Parameter analysis was conducted on the Silhouette_score parameter by varying the number of clusters in [2,3,5,7,8,9,10] (Handwritten and Wikipedia datasets) and [2,5,8,10,13,15,18,20] (Football and Pascal datasets). Figures 2, 3, 4 and 5 plots the results in terms of Silhouette_score when different numbers of clusters were used on the four datasets. The proposed DGMRL-MVC showed the best performance on the other datasets. However, DGMRL-MVC slightly worse than the other methods on the Handwritten dataset. Further, combined with the previous experimental results, we analysis the reason of Fig. 2 result. First, this dataset is different from other datasets, its views are six types of features on same picture, i.e., Fourier coefficients of the character shapes, profile correlations, Karhunen-love coefficients, pixel averages in 2 × 3 windows, Zernike moment, morphological. Due to the large difference and weak correlation between the original data views, our model weakens the original relationship of views. The value of the Silhouette_score reflects the distance of samples in same cluster. In detail, although clustering evaluation metrics of our model is higher than the baselines, the sample is closer to the boundary of the cluster in this kind of dataset.

Table 4:

Visualization of clustering result with FISH-MML on the Pascal dataset.

The best results are highlighted in bold.

DOI: 10.7717/peerjcs.922/table-4

Table 5:

Visualization of clustering result with DGMRL-MVC (ours) on the Pascal dataset.

The best results are highlighted in bold.
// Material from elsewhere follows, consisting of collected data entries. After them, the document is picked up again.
Issue #245, opened 2020-05-11
Spotbugs report path should be provided in output when process fails


rpalcolea:
Hi folks,

Currently when running spotbugs and getting a failure, you can see the following:

```
3:38:34 * What went wrong:
03:38:34 Execution failed for task ':server:spotbugsMain'.
03:38:34 > A failure occurred while executing com.github.spotbugs.snom.internal.SpotBugsRunnerForWorker$SpotBugsExecutor
03:38:34    > Verification failed: SpotBugs execution thrown exception
03:38:34 
``` 

In order to get more details, `--stacktrace` has to be enabled and also you don't get details on where the report was added, if it was XML or HTML or something else.

I think it would be nice if the plugin outputs the full path when the execution fails

KengoTODA:
released in v4.1.0

PR #246, opened 2020-05-11
feat: show spotbugs report full path when spotbugs execution fails

rpalcolea:
Hi folks, this is for https://github.com/spotbugs/spotbugs-gradle-plugin/issues/245 

"Spotbugs report path should be provided in output when process fails"

Currently when running spotbugs and getting a failure, you can see the following:

```
3:38:34 * What went wrong:
03:38:34 Execution failed for task ':server:spotbugsMain'.
03:38:34 > A failure occurred while executing com.github.spotbugs.snom.internal.SpotBugsRunnerForWorker$SpotBugsExecutor
03:38:34    > Verification failed: SpotBugs execution thrown exception
03:38:34 
``` 

In order to get more details, `--stacktrace` has to be enabled and also you don't get details on where the report was added, if it was XML or HTML or something else.

I think it would be nice if the plugin outputs the full path when the execution fails

### DIFF
--- a/src/main/groovy/com/github/spotbugs/snom/internal/SpotBugsRunnerForWorker.java
+++ b/src/main/groovy/com/github/spotbugs/snom/internal/SpotBugsRunnerForWorker.java
@@ -104,11 +104,11 @@ public class SpotBugsRunnerForWorker extends SpotBugsRunner {
                     + findReportPath());
           }
         }
-      } catch (GradleException gradleException) {
+      } catch (GradleException e) {
         if (params.getIgnoreFailures().getOrElse(Boolean.FALSE).booleanValue()) {
-          log.warn("SpotBugs reported failures", gradleException);
+          log.warn("SpotBugs reported failures", e);
         } else {
-          throw gradleException;
+          throw e;
         }
       } catch (Exception e) {
         throw new GradleException("Verification failed: SpotBugs execution thrown exception", e);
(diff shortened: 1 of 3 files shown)


rpalcolea:
Hi @KengoTODA do you have any thoughts/feedback on this?

src/main/groovy/com/github/spotbugs/snom/internal/SpotBugsRunnerForWorker.java
```diff
@@ -91,18 +92,36 @@ public void execute() {
...
             throw new GradleException(
-                "Verification failed: SpotBugs violation found: " + findBugs2.getBugCount());
+                "Verification failed: SpotBugs violation found: "
+                    + findBugs2.getBugCount()
+                    + ". SpotBugs report can be found in "
+                    + findReportPath());
           }
         }
-      } catch (Exception e) {
+      } catch (GradleException gradleException) {
```
wreulicke, line 107: IMO, Use just e as the variable name for GradleException.
Do you have any concerns?

```suggestion
      } catch (GradleException gradleException) {
```

rpalcolea: Thanks for the suggestion @wreulicke 

Should be ready again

DOI: 10.7717/peerjcs.922/table-5

(RQ5) Ablation experiment

Finally, ablation experiments were used to further verify the effectiveness of the model. We compared the differences of model learning performance under three steps respectively. Specifically, Step-A is inter-intra representation, Step-B is fusion representation directly, Step-C is dynamic routing and fusion representation. From the results of Fig. 6, we can find that performance of Step-B is lower than Step-C. The main reason is that fusion learning is only aimed at the maximum correlation between views, lacking difference learning of views, which is not conducive to the feature expression for clustering tasks. At the same time, the performance difference between Step-B and Step-A is not big, and only some indicators are slightly higher than Step-A, indicating that in the process of fusion learning, the specific intrinsic features learning with dynamice routing plays the most obvious role. Our method result is higher than other sub-models, which proves that on the basic of strengthening the learning view relationship, adding subspace fusion characterization can effectively improve the clustering performance of model.